학술논문

Residual Block Fusion in Low Complexity Neural Network-Based In-loop Filtering for Video Compression
Document Type
Conference
Source
2024 Data Compression Conference (DCC) DCC Data Compression Conference (DCC), 2024. :392-401 Mar, 2024
Subject
Communication, Networking and Broadcast Technologies
Signal Processing and Analysis
Convolutional codes
Training
Convolution
Filtering
Data compression
Video compression
Encoding
Language
ISSN
2375-0359
Abstract
In this paper, a novel low complexity residual block fusion (RBF) based split luma chroma architecture is proposed to improve coding efficiency of neural network-based in-loop filter in video compression.
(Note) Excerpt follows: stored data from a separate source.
PR #111, opened 2023-03-30
Raise exception if the timestamp_field is specified but not found in the schema

jiangxin369:

Check if the schema contains timestamp field and key fields if they are set.

## Brief change log

  - Check if the schema contains timestamp field and key fields if they are set.

  - The public API: (no)

## Documentation

### DIFF
--- a/python/feathub/feature_tables/feature_table.py
+++ b/python/feathub/feature_tables/feature_table.py
@@ -74,6 +74,23 @@ class FeatureTable(TableDescriptor, ABC):
         self.properties = properties
         self.schema = schema
 
+        if schema is not None:
+            if (
+                timestamp_field is not None
+                and timestamp_field not in schema.field_names
+            ):
+                raise FeathubException(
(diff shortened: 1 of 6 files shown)


jiangxin369:
@Sxnan Could you help review this PR?

python/feathub/feature_tables/feature_table.py
```diff
@@ -74,6 +74,20 @@ def __init__(
         self.properties = properties
         self.schema = schema
 
+        if schema:
```
Sxnan, line 77: Is it safer if we explicitly check `if schema is not None`? Same for the other None check.

Sxnan (commented):
Thanks for the PR! Just left one minor comment below.

Sxnan:
Thanks for your update! LGTM. @lindong28 Could you help take a look at this PR?

lindong28:
Thanks for the PR. LGTM.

The residual block in this architecture consists of a 1x1 convolution layer with wide activation and a regular 3x3 convolutional layer decomposed into 1x1 pointwise convolutions and 1x3/3x1 separable convolutions via Canonical Polyadic (CP) decomposition to reduce complexity. By adjusting the location of the skip connection in each residual block, the fusion of adjacent 1x1 pointwise convolutions is performed. The RBF backbone consists of a new wide activation that directly starts with PReLU and is followed by a 1x1 convolution, while the 1x1 layers after CP decomposition are fully fused. This new fusion design reduces the complexity from 17.05 kMac/Pixel to 16.56 kMac/Pixel and the number of convolutional layers by 13%. The experimental results show that new RBF architecture’s BDRate is {-0.11%, -0.31%, -0.33%} under All Intra (AI) and {-0.14%, 0.66%, 1.56%} under Random Access (RA) compared to existing residual block design, while the BD-Rate of the proposed RBF loop filer compared to VTM anchor is {-4.77%, -9.14%, -9.13%} under AI and {-5.46%, -9.31%, -9.20%} under RA. The actual decoding time is reduced by around 5% after residual block fusion. The BD-Rate and kMac/Pixel plot also shows superior trade-off between complexity and coding gain compared to state-of-the-art filters.